Anisotropic surface roughness enhances the bending response of ionic polymer-metal composite (IPMC) artificial muscles

Abstract

Demands from the fields of bio-medical engineering and biologically-inspired robotics motivate a growing interest in actuators with properties similar to biological muscle, including ionic polymer-metal composites (IPMC), the focus of this study. IPMC actuators consist of an ion-conductive polymer membrane, coated with thin metal electrodes on both sides and bend when voltage is applied. Some of the advantages of IPMC actuators are their softness, lack of moving parts, easy miniaturization, light weight and low actuation voltage. When used in bio-mimetic robotic applications, such as a snake-like swimming robot, locomotion speed can be improved by increasing the bending amplitude. However, it cannot be improved much by increasing the driving voltage, because of water electrolysis. To enhance the bending response of IPMCs we created a "preferred" bending direction by anisotropic surface modification.

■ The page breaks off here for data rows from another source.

PR #682, opened 2024-09-30
feat(text): add client sample code

jvallesm:
Because

This commit

### DIFF
--- a/pkg/component/example/text/main.go
+++ b/pkg/component/example/text/main.go
@@ -1,0 +1,60 @@
+package example
+
+import (
+	"flag"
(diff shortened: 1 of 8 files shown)


chuang8511:
I think the way I did before is not so good because it creases the cost of maintenance.
We should automate this part. 

Probably need to deal with this with the task that automates the sample recipe integration test.

chuang8511:
I think the way I did before is not so good because it creases the cost of maintenance.
We should automate this part.

Probably need to deal with this with the task that automates the sample recipe integration test.

PR #693, opened 2024-10-02
feat: add `range` support for iterator implementation

donch1989:
Because

- Currently, our iterator only implements the `foreach` function, meaning we iterate over the iterator `input`. This approach is insufficient for some use cases, where users may want to control the iteration's start and end points.

This commit

- Adds `range` support to the iterator implementation. It introduces the syntax `range: [start, stop [,step]]` to allow users to configure the iteration parameters. Additionally, users can specify the iteration index using `index: i`, with `i` being the default identifier.

### DIFF
--- a/pkg/datamodel/datamodel.go
+++ b/pkg/datamodel/datamodel.go
@@ -318,6 +318,8 @@ type Component struct {
 	Definition *Definition `json:"definition,omitempty" yaml:"-"`
 
 	// Fields for iterators
+	Range             []int                 `json:"range,omitempty" yaml:"range,omitempty"`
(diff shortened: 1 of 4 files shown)


donch1989:
Example recipe

```
variable:
  vars:
    instill-format: array:string

output:
  v:
    value: ${iterator-0.output.o1}

component:
  iterator-0:
    type: iterator
    range: [0,4,1]
    index: i
    component:
      base64-0:
        type: base64
        input:
          data: ${variable.vars[i]}
        task: TASK_ENCODE      
    output-elements:
      o1: ${base64-0.output.data}
```

PR #699, opened 2024-10-04
feat(integration): add identity to OAuth connections

jvallesm:
Because

- When a user authorizes an Instill component using OAuth, we want to
display the identity that they used.

This commit

- Adds identity information to OAuth connections.
- Makes OAuth method the only accepted one for connections if it's
  supported.

### DIFF
--- a/pkg/service/pipeline.go
+++ b/pkg/service/pipeline.go
@@ -1885,7 +1885,7 @@ func (s *service) ListPipelineRuns(ctx context.Context, req *pipelinepb.ListPipe
 
 	return &pipelinepb.ListPipelineRunsResponse{
 		PipelineRuns: pbPipelineRuns,
-		TotalSize:    totalCount,
+		TotalSize:    int32(totalCount),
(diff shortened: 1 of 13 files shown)


pkg/service/pipeline.go
```diff
@@ -1985,7 +1985,7 @@ func (s *service) ListComponentRuns(ctx context.Context, req *pipelinepb.ListCom
 
 	return &pipelinepb.ListComponentRunsResponse{
 		ComponentRuns: pbComponentRuns,
-		TotalSize:     totalCount,
+		TotalSize:     int32(totalCount),
```
jvallesm, line 1988: @donch1989 I didn't overthink the changes in this commit, I just wanted to fix the build after the breaking changes in https://github.com/instill-ai/protobufs/commit/e04c85940bfb1927202afe614cdda9623b5f5b44 and https://github.com/instill-ai/protobufs/commit/9f778f002b7289e0900aea75788e299be014ec7c.

PR #710, opened 2024-10-07
chore(component): update doc for instill app and universal ai components

chuang8511:
Because

- we have new components and want users to use them

This commit

- add the recipe sample for users


chuang8511:
The recipe should be like this.

image

GeorgeWilliamStrong (changes requested):
Please fix this typo that has come back

CleanShot 2024-10-15 at 12 46 04

chuang8511:
fixed by rebase

donch1989 (approved):

PR #726, opened 2024-10-10
perf(email): make `fetchEmails` async

donno2048:
solves instill-ai/instill-core#1111

### DIFF
--- a/pkg/component/application/email/v0/README.mdx
+++ b/pkg/component/application/email/v0/README.mdx
@@ -159,6 +159,7 @@ The search criteria for the emails
 | To | `to` | array | The email addresses of the recipient |
 </div>
 </details>
+
 #### Mailbox
 
 You have to confirm what exactly the mailbox name is.
--- a/pkg/component/application/email/v0/read_emails.go
+++ b/pkg/component/application/email/v0/read_emails.go
@@ -181,7 +181,7 @@ func fetchEmails(c *imapclient.Client, search Search) ([]Email, error) {
 		return []Email{}, nil
 	}
 
-	emails := make([]Email, cmp.Or(search.Limit, EmailReadingDefaultCapacity))
+	emails := make([]Email, cmp.Or(search.Limit, EmailReadingDefaultCapacity) + 1)
 	ch := make(chan Email)
 	errChan := make(chan error)
 	fetchOptions := &imap.FetchOptions{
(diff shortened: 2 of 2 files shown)


chuang8511:
@donno2048 
Thanks for your contribution.

## Summary
Please fix the "1." & "2." cases.


## Not as Expected Cases
The case with search case is not as expected.
1. The order is changed. We expected to fetch the email from latest email. But, it is from the earliest email.
Screenshot 2024-10-16 at 2 53 46 PM

2. Some content disappeared
Screenshot 2024-10-16 at 2 53 39 PM


## Good Cases
The case without search setting works fine, and the performance is good!

The end to end test with search limit: 100
originally
`"M":"TriggerPipelineWorkflow completed in","duration":"34.519138682s"`

After this PR merged
`"M":"TriggerPipelineWorkflow completed in","duration":"27.063491595s"`

image

donno2048:
Fixed "1." will work on "2." tomorrow

donno2048:
@chuang8511 please review

chuang8511:
@donno2048 
I guess the output data is not set. Could you confirm it again?
image

donno2048:
@chuang8511 Could you recheck it please?

chuang8511:
@donno2048 

The order seems still wrong.

image

Would you mind to do QA before requesting review?
I will check these [3 cases](https://github.com/instill-ai/pipeline-backend/pull/726#issuecomment-2416927049) as I mentioned before.

Thank you!

donno2048:
The problem is I don't have a PC and I can't really do that on mobile... Sorry...

chuang8511:
> The problem is I don't have a PC and I can't really do that on mobile... Sorry...

Sorry, just out of curiosity. You always develop in mobile?
Sound crazy cool. 😆 

OK, then let me QA for you. Please check your code again.

donno2048:
> > The problem is I don't have a PC and I can't really do that on mobile... Sorry...
> 
> Sorry, just out of curiosity. You always develop in mobile?


Yes 😅

chuang8511:
The code is not able to compile again.

Could you please find some ways to verify your code is ok?

Thank you. 🙏

donno2048:
Made a stupid mistake it'll now compile @chuang8511

chuang8511:
@donno2048 
I tested it again, but the code doesn't work. 😢 
- The order is still wrong
- When I set limit to 30, it runs forever

Please notify us to review when you find a way to test it.

The current test code is only unit testing for the  unexported functions in `email` pkg.
If you don't have PC, probably you can write some test code to exported functions to verify your modification.

donno2048:
I don't really have a way to do this right now, closing.


Thanks anyways

PR #727, opened 2024-10-10
feat(instillmodel): implement instill model embedding

chuang8511:
Because

- we need embedding from instill model

This commit

- add the standardised input & output for embedding
- add embedding to instill model
- support oneOf for the array items

### DIFF
--- a/pkg/component/ai/embedding.go
+++ b/pkg/component/ai/embedding.go
@@ -1,0 +1,39 @@
+package ai
+
+type EmbeddingInput struct {
+	Data      EmbeddingInputData `json:"data"`
+	Parameter EmbeddingParameter `json:"parameter"`
+}
+
+type EmbeddingInputData struct {
+	Model      string           `json:"model"`
+	Embeddings []InputEmbedding `json:"embeddings"`
+}
+
+type InputEmbedding struct {
+	Type        string `json:"type"`
+	Text        string `json:"text"`
+	ImageURL    string `json:"image-url"`
+	ImageBase64 string `json:"image-base64"`
+}
+
+type EmbeddingParameter struct {
+	Format     string `json:"format"`
+	Dimensions int    `json:"dimensions"`
+	InputType  string `json:"input-type"`
+	Truncate   string `json:"truncate"`
+}
+
+type EmbeddingOutput struct {
+	Data EmbeddingOutputData `json:"data"`
+}
+
+type EmbeddingOutputData struct {
+	Embeddings []OutputEmbedding `json:"embeddings"`
+}
+
+type OutputEmbedding struct {
+	Index   int   `json:"index"`
+	Vector  []any `json:"vector"`
+	Created int   `json:"created"`
+}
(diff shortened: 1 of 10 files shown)


chuang8511:
note, There is bug in model-backend. Before we merge it, we should wait for the bug fix and do end-to-end test again. Before that, we can review it first.

pkg/component/ai/embedding.go
```diff
@@ -0,0 +1,39 @@
+package ai
+
+type EmbeddingInput struct {
```
jvallesm, line 3: nit: please, document exported types. Although it doesn't produce a `golangci-lint` error / warning, many IDEs do show a warning here (and it hurts my eyes 🥲).

pkg/component/ai/instill/v0/embedding.go
```diff
@@ -0,0 +1,37 @@
...
+
+import (
+	"context"
+	"fmt"
+	"time"
+
+	"google.golang.org/grpc/metadata"
+	"google.golang.org/protobuf/types/known/structpb"
+
+	modelPB "github.com/instill-ai/protogen-go/model/model/v1alpha"
```
jvallesm, line 11: nit: go packages aren't capitalised and aliases should follow that convention
```suggestion
	modelpb "github.com/instill-ai/protogen-go/model/model/v1alpha"
```

pkg/component/ai/instill/v0/main.go
```diff
@@ -101,12 +102,46 @@ func (e *execution) Execute(ctx context.Context, jobs []*base.Job) error {
 		defer gRPCCientConn.Close()
 	}
 
+	var result []*structpb.Struct
+
+	// We will refactor the component soon to align the data structure with Instill Model.
+	// For now, we move out `TASK_EMBEDDING` to a separate section.
```
jvallesm, line 108: 👍 Thanks for documenting this, it helps understand the code when you're visiting the package and you're not familiar with it

pkg/component/tools/compogen/pkg/gen/schema.go
```diff
@@ -15,6 +15,7 @@ type property struct {
 	Items struct {
 		Type       string              `json:"type"`
 		Properties map[string]property `json:"properties" validate:"omitempty,dive"`
+		OneOf []objectSchema `json:"oneOf" validate:"dive"`
```
jvallesm, line 18: nit: it looks like `gofmt` hasn't been executed (typically it does when you save a file) on this struct 🤔

jvallesm (approved):
Descriptions are a bit long but they're well-written and understandable. I added some non-blocking comments but the code looks good 👍

chuang8511:
> Descriptions are a bit long.

Yes, I intend to do that.
According to web operator experience, I think now we have the tendency to write the document in this pattern. I hope it aligns with what you think.

cc @GeorgeWilliamStrong

jvallesm (dismissed):
> Yes, I intend to do that.
According to web operator experience, I think now we have the tendency to write the document in this pattern. I hope it aligns with what you think.

Yes, no issues with it. I just noticed different from other components, where we tend to be more concise. But if it responds to a need we've observed, as long as descriptions are clear and well-written, I'm for it.

There is a conflict that should be resolved when generating the README doc. Pre-approving as the code is ready to be merged.

PR #98, opened 2021-07-26
Added go runtime identifier

sacOO7:


protocol/agents.json
```diff
@@ -234,6 +234,14 @@
                 "ably-go"
             ],
             "type": "sdk"
+        },
+        {
+            "identifier": "go",
+            "versioned": true,
+            "emitters": [
+              "ably-go"
```
lmars, line 242: Please use a 4-space indent

sacOO7: I don't have indentation tool : (
Seems need to do it manually

sacOO7: Fixed !

lmars (approved):
Thanks!

PR #99, opened 2021-07-30
Updated Go agent

sacOO7:
- Added ably-go as emitter for darwin. windows and linux


protocol/agents.json
```diff
@@ -82,19 +82,29 @@
             ],
             "type": "os"
         },
+        {
+            "identifier": "darwin",
```
tomkirbygreen, line 86: How does Darwin differ from macOS? Surely they're one and the same< which is to say I don't think we need to add Darwin.

tomkirbygreen (changes requested):

protocol/agents.json
sacOO7: Updated to `macOS-iOS`

QuintinWillison: Let's stick with `darwin`. I think it may still be of use as from what I can tell we can probably infer macOS version from Darwin version when we look at logs later on (see [here](https://en.wikipedia.org/wiki/Darwin_(operating_system)#Release_history)).

sacOO7: Done !

QuintinWillison (approved):

tomkirbygreen (approved):

PR #111, opened 2021-09-09
Conform formatting of JSON files

QuintinWillison:
Fixes #79.

PR #112, opened 2021-09-09
Contributing Guide

QuintinWillison:
There's probably more we could add in due course, but I think this is a good starting point.

My focus, for the moment, was mainly relating to the changes made in [the preceding pull request](https://github.com/ably/ably-common/pull/111).

### DIFF
--- a/CONTRIBUTING.md
+++ b/CONTRIBUTING.md
@@ -1,0 +1,29 @@
+# Contributing to Ably's Common Resources
+
+## Development
+
+### Protocol
+
+See [Ably Realtime Protocol](protocol) for details on maintaining:
+
+- Error Codes
+- Error Help (support article links)
+- Agents
+
+### JSON Files
+
+Our [CI check workflow](.github/workflows/check.yml) runs [Prettier](https://prettier.io/) over all JSON files in this repository.
+
+If you want to be sure that changes you make to JSON files will not fail CI then you can either use Prettier's `--check` switch as implemented in the aforementioned check workflow, or you can simply ask Prettier to rewrite incorrectly formatted JSON files with this command:
+
+    npx prettier --write "**/*.json"
+
+## Release Process
+
+The outputs from this repository are not yet versioned, though this is planned ([#70](https://github.com/ably/ably-common/issues/70)).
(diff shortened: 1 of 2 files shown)


tomkirbygreen (approved):

owenpearson (approved):

marklewin (approved):

CONTRIBUTING.md
```diff
@@ -0,0 +1,29 @@
...
+
+- Error Codes
+- Error Help (support article links)
+- Agents
+
+### JSON Files
+
+Our [CI check workflow](.github/workflows/check.yml) runs [Prettier](https://prettier.io/) over all JSON files in this repository.
+
+If you want to be sure that changes you make to JSON files will not fail CI then you can either use Prettier's `--check` switch as implemented in the aforementioned check workflow, or you can simply ask Prettier to rewrite incorrectly formatted JSON files with this command:
```
lmars, line 17: Is it perhaps worth stating explicitly that JSON files should use two space indent? That seems to be the biggest source of formatting differences between contributions so far.

lmars (approved):

ben-xD (approved):

CONTRIBUTING.md
QuintinWillison: For me it's enough to refer to [Prettier](https://prettier.io/) here, as we're using their defaults, and indentation is already specified in their [implementation](https://github.com/prettier/prettier/blob/24d39a906834cf449304dc684b280a5ca9a0a6d7/src/main/core-options.js#L236) and [docs](https://prettier.io/docs/en/options.html#tab-width). Also, we have [an EditorConfig config file](https://github.com/ably/ably-common/blob/main/.editorconfig) in this repository for those using an IDE aware of that standard (e.g. [EditorConfig for VS Code](https://marketplace.visualstudio.com/items?itemName=EditorConfig.EditorConfig)). Explicitly documenting that here is repeating information already canonically expressed elsewhere (it could fall out-of-sync, albeit unlikely).

lmars: Fair enough 👍

PR #114, opened 2021-09-18
Add GitHub labels

### LINKED ISSUE #108: Consider YAML as source format for schemas and other JSON documents
I found [this comment](https://github.com/json-schema-org/json-schema-spec/issues/100#issuecomment-254365011) and it really got me thinking.

My context at the time was wondering how I could be more expressive, in a human readable form, in `description` fields in JSON schema. It was affirming, albeit unsurprising, to find that others feel the same way.

Perhaps we should also think of YAML as for humans and JSON as for machines. 🤔

QuintinWillison:
### Immediate Value Delivered

The primary focus of this pull request is to add `github/labels.yml` as an initial import for a canonical location for us to document the GitHub labels we're using across our open source SDK repositories.

The contents of this file will evolve over time, both in terms of adding new labels, modifying the ones that have been defined here, and perhaps even by adding new keys. The keys defined so far - being the name (top-level key, implicit), `description` and `color` - closely match what's defined in GitHub.

### Future Plan

A later development, potentially in this codebase but perhaps in a new codebase (yet to be defined) downstream of this one, is that we will use this file as source input to a script that uses GitHub's GraphQL REST API to validate labels defined across all of our repositories (as part of SDK monitoring / auditing / conforming initiative).

Much of this future is in my head right now (early ideation / R&D / prototyping stage) - so feel free to reach out to me directly if you would like more information on that.

### Why Add YAML?

The choice of YAML for this file, adding to the file formats utilised by this repository, is intentional and partially experimental:

- This is **source code**: For human maintainers of this file, YAML is a lighter weight format that should be easier to wrangle in most editors.
- This can be transformed for **downstream consumption** (packaging / distribution): There is tooling readily available to convert from YAML to JSON, for example.

Thus, fixes #108.

### DIFF
--- a/github/labels.yml
+++ b/github/labels.yml
@@ -1,4 +1,3 @@
----
 api:
   description: Something that will change or improve the public API.
   color: ec4b42
--- a/github/labels.yml
+++ b/github/labels.yml
@@ -1,0 +1,31 @@
+---
+api:
+  description: Something that will change or improve the public API.
+  color: ec4b42
+bug:
+  description: Something isn't working. It's clear that this does need to be fixed.
+  color: d73a4a
+clarification-required:
+  description: This issue needs more detail.
+  color: e3d79b
+code-quality:
+  description: Affects the developer experience when working in our codebase.
+  color: ff88cc
+consistency:
+  description: Relates to ecosystem-level compatibility across implementations.
+  color: f4c45c
+documentation:
+  description: Improvements or additions to public interface documentation (API reference or readme).
+  color: 0075ca
+enhancement:
+  description: New feature or request.
+  color: a2eeef
+example-app:
+  description: Relates to the example apps included in this repository.
+  color: 70fc6b
+failing-test:
+  description: Where a test is failing either locally or in CI. Perhaps flakey (badly written), wrong or bug.
+  color: ff8888
+important:
+  description: We should try not to overuse this label, but it's a quick way to lightly mark as higher priority.
+  color: b60205
--- a/.github/workflows/check.yml
+++ b/.github/workflows/check.yml
@@ -11,11 +11,12 @@ jobs:
       - uses: actions/checkout@v2
 
       # Using git grep to fail the build if any tab characters are found in source files (except Go files) - we use spaces for whitespace.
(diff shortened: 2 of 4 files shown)


QuintinWillison:
I've added quite a few reviewers. I certainly don't expect an approval from everybody from whom a review has been requested (though I would appreciate it!)... My reasons for adding this many reviewers were more around visibility as this change intentionally continues the journey we're already on in some places of 'documenting in code' so that we can automate later, even if we don't immediately.

github/labels.yml
```diff
@@ -0,0 +1,31 @@
+---
```
QuintinWillison, line 1: Potentially superfluous. 🤔

tomkirbygreen (approved):

lmars (approved):

paddybyers (approved):

ben-xD (approved):

github/labels.yml
QuintinWillison: https://github.com/ably/ably-common/pull/114/commits/7396dcfc15d751621cd9daced28f7a413f433370

jamienewcomb:
@QuintinWillison we currently have spec-alignment across our libraries but did not notice that here. What will we use in that ones place?

QuintinWillison:
Thanks, @jamienewcomb. That is a good point (e.g. as used [in ably-dotnet](https://github.com/ably/ably-dotnet/labels/spec-alignment)).

I was trying to keep the scope of this 'initial import' pull request as small as possible, so I focussed on bringing in the labels we had conformed to use in a more recently established repository.

We can follow up later with subsequent pull requests to add other labels upon which the team rely, including `spec-alignment`. For now I just want to get this file established, so that we can iterate it later. Until monitoring it has been automated, as described in my opening comment, it's low impact - and once monitoring has been established, gaps will be obvious (i.e. low risk).

SimonWoolf (approved):

AndyNicks (approved):

jamienewcomb (approved):

owenpearson (approved):

PR #117, opened 2021-09-27
Replacing third-party action with bash

QuintinWillison:
This came out of a conversation @lmars and myself had this morning. The third-party action could potentially leak the private key outside of the workflow runner.

At the time of writing this comment, this modification is not yet proven (we need to run this workflow manually).

### DIFF
--- a/.github/workflows/publish.yml
+++ b/.github/workflows/publish.yml
@@ -15,9 +15,12 @@ jobs:
           go-version: "1.16.5"
 
       - name: Setup SSH access
-        uses: webfactory/ssh-agent@v0.5.3
-        with:
-          ssh-private-key: ${{ secrets.ABLY_COMMON_GO_SSH_KEY }}
+        env:
+          SSH_PRIVATE_KEY: ${{ secrets.ABLY_COMMON_GO_SSH_KEY }}
+        run: |
+          echo "$SSH_PRIVATE_KEY" > ssh-private-key.pem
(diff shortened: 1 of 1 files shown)


owenpearson (approved):

.github/workflows/publish.yml
```diff
@@ -15,9 +15,12 @@ jobs:
...
       - name: Setup SSH access
-        uses: webfactory/ssh-agent@v0.5.3
-        with:
-          ssh-private-key: ${{ secrets.ABLY_COMMON_GO_SSH_KEY }}
+        env:
+          SSH_PRIVATE_KEY: ${{ secrets.ABLY_COMMON_GO_SSH_KEY }}
+        run: |
+          echo "$SSH_PRIVATE_KEY" > ssh-private-key.pem
+          eval $(ssh-agent -s)
+          ssh-add ssh-private-key.pem
```
lmars, line 23: Another thing that the webfactory/ssh-agent action does is add the GitHub keys to the known hosts file:

https://github.com/webfactory/ssh-agent/blob/master/index.js#L21-L22

This can also be achieved using `ssh-keyscan` (although obviously not pinned):

```
ssh-keyscan github.com > ~/.ssh/known_hosts
```

Although maybe GitHub actions already know about the GitHub host keys? 🤔 

Probably worth merging this, then if it breaks with `Host key verification failed`, follow up with a fix.

lmars (approved):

Introduction of anisotropic roughness with grooves across the length of the actuator improved the bending response by a factor of 2.1. Artificially introduced cracks on the electrodes in direction, in which natural cracks form by bending, improved bending response by a factor of 1.6. Anisotropic surface modification is an effective method to enhance the bending response of IPMC actuators and does not compromise their rigidity under loads perpendicular to the bending plane.